[Exercise input — start]
PR #1608, opened 2019-05-20
Remove blank space character

victoria34:


web/yo/app/scripts/directives/realtimestring.js
```diff
@@ -53,6 +53,15 @@ angular.module('oncokbApp')
                         });
                     }
                     scope.$watch('data[key]', function (n, o) {
+                        // Remove blank space character
+                        if (!_.isUndefined(n) && !_.isUndefined(o) && (n.indexOf('&nbsp') > -1 || o.indexOf('&nbsp') > -1)) {
```
zhx828: I think one simple `_.replace` would work?

victoria34: You want to replace `&nbsp` directly?

zhx828: actually `&nbsp;`

zhx828: And this is maybe for later, but the solution would probably just a temporary solution because there may be more HTML reserved characters. But haven't seen any yet.

victoria34: The issued you showed to me is not caused by copy and paste. I think curators type blank space accidentally and approve the change so you can see `&nbsp;` on public website. In that case, we don't need to worry about HTML tags reserved scenario because curators cannot type html. We only need to check if `&nbsp` reserved in typed field and clean it.

zhx828: If it's not introduced in copy/paste, how are the characters introduced?

victoria34: The issue shows `&nbsp` in mutation name. I tried to copy and paste mutation name with blank space and the getString function work, so I guess curators may press blank space during typing and they didn't notice that.

web/yo/app/scripts/services/mainutils.js
```diff
@@ -644,6 +644,34 @@ angular.module('oncokbApp')
...
+            var _string = tmp.textContent || tmp.innerText || S(string).stripTags().s;
+            string = S(_string).collapseWhitespace().s;
+            string = string.replace(/<!--.*-->/g, '');
+
+            // Convert the html fragment again to trim the reserved text.
+            var tmp = window.document.createElement('DIV');
+            tmp.innerHTML = string;
+
+            var _string = tmp.textContent || tmp.innerText || S(string).stripTags().s;
+            string = S(_string).decodeHTMLEntities().s;
```
victoria34: decodeHTMLEntities() can help to convert html symbol to characters(like `&nbsp;` -> ` `) but remove html tags, so I inserted decodeHTMLEntities() in getString() and didn't change other code.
[Exercise input — finish]
**Description of the task**. I'd like the records returned exactly as they were written, please.

**Your solution**.
PR #1608, opened 2019-05-20
Remove blank space character

victoria34:


web/yo/app/scripts/directives/realtimestring.js
```diff
@@ -53,6 +53,15 @@ angular.module('oncokbApp')
                         });
                     }
                     scope.$watch('data[key]', function (n, o) {
+                        // Remove blank space character
+                        if (!_.isUndefined(n) && !_.isUndefined(o) && (n.indexOf('&nbsp') > -1 || o.indexOf('&nbsp') > -1)) {
```
zhx828: I think one simple `_.replace` would work?

victoria34: You want to replace `&nbsp` directly?

zhx828: actually `&nbsp;`

zhx828: And this is maybe for later, but the solution would probably just a temporary solution because there may be more HTML reserved characters. But haven't seen any yet.

victoria34: The issued you showed to me is not caused by copy and paste. I think curators type blank space accidentally and approve the change so you can see `&nbsp;` on public website. In that case, we don't need to worry about HTML tags reserved scenario because curators cannot type html. We only need to check if `&nbsp` reserved in typed field and clean it.

zhx828: If it's not introduced in copy/paste, how are the characters introduced?

victoria34: The issue shows `&nbsp` in mutation name. I tried to copy and paste mutation name with blank space and the getString function work, so I guess curators may press blank space during typing and they didn't notice that.

web/yo/app/scripts/services/mainutils.js
```diff
@@ -644,6 +644,34 @@ angular.module('oncokbApp')
...
+            var _string = tmp.textContent || tmp.innerText || S(string).stripTags().s;
+            string = S(_string).collapseWhitespace().s;
+            string = string.replace(/<!--.*-->/g, '');
+
+            // Convert the html fragment again to trim the reserved text.
+            var tmp = window.document.createElement('DIV');
+            tmp.innerHTML = string;
+
+            var _string = tmp.textContent || tmp.innerText || S(string).stripTags().s;
+            string = S(_string).decodeHTMLEntities().s;
```
victoria34: decodeHTMLEntities() can help to convert html symbol to characters(like `&nbsp;` -> ` `) but remove html tags, so I inserted decodeHTMLEntities() in getString() and didn't change other code.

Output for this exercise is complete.